[Records to process Boundary: Start]

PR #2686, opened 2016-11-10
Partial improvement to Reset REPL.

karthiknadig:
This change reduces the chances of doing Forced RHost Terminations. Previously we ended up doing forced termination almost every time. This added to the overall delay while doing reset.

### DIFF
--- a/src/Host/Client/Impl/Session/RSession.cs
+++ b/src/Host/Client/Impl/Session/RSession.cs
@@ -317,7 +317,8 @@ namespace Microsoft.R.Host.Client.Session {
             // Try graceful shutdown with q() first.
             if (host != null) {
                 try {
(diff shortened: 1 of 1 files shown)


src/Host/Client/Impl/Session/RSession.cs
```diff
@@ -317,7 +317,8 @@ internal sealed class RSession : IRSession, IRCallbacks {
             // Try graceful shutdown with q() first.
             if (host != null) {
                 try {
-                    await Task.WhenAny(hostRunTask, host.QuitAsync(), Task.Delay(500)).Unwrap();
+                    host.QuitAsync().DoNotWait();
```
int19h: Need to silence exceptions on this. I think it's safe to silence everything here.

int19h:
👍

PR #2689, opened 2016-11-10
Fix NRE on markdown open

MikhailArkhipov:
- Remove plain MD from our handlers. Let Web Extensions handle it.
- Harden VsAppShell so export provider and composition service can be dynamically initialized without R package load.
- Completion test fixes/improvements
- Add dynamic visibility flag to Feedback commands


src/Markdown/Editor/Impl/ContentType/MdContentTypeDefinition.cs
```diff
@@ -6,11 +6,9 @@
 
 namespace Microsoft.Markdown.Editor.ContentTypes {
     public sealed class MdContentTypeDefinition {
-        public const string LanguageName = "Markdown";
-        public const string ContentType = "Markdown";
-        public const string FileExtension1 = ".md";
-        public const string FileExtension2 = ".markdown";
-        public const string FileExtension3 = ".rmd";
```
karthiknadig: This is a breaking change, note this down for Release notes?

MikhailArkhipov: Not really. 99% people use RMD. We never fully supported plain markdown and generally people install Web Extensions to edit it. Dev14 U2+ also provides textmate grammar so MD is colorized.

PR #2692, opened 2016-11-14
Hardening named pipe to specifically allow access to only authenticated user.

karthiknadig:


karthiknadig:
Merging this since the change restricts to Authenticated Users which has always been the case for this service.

[Records to process Boundary: End]
[Records to process Boundary: Start]

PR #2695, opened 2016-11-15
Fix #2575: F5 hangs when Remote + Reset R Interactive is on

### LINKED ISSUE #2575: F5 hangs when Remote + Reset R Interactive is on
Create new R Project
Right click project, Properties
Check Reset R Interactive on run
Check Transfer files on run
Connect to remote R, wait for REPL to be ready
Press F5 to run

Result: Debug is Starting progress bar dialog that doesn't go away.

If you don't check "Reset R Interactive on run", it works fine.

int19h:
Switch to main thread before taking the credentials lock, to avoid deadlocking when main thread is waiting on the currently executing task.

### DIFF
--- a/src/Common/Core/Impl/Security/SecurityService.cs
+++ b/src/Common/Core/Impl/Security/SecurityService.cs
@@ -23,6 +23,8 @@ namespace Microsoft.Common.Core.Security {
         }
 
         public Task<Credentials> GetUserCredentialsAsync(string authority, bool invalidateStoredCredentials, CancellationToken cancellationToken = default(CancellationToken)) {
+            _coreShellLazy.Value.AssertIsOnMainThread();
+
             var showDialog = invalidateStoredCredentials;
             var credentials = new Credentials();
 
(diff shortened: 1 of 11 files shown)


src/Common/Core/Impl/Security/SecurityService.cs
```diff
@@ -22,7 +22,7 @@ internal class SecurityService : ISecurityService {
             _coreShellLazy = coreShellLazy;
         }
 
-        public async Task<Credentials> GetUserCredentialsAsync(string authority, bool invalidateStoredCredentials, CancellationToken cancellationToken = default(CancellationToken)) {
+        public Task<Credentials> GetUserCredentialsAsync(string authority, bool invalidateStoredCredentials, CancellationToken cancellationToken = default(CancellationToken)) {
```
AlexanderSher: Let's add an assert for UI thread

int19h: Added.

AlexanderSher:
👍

[Records to process Boundary: End]

Assigned task →
Within the material above, output exactly the lines from the one with "Right click project, Properties" through the one with "--- a/src/Common/Core/Impl/Security/SecurityService.cs", end lines included, and nothing besides.

Completed exercise →
Right click project, Properties
Check Reset R Interactive on run
Check Transfer files on run
Connect to remote R, wait for REPL to be ready
Press F5 to run

Result: Debug is Starting progress bar dialog that doesn't go away.

If you don't check "Reset R Interactive on run", it works fine.

int19h:
Switch to main thread before taking the credentials lock, to avoid deadlocking when main thread is waiting on the currently executing task.

### DIFF
--- a/src/Common/Core/Impl/Security/SecurityService.cs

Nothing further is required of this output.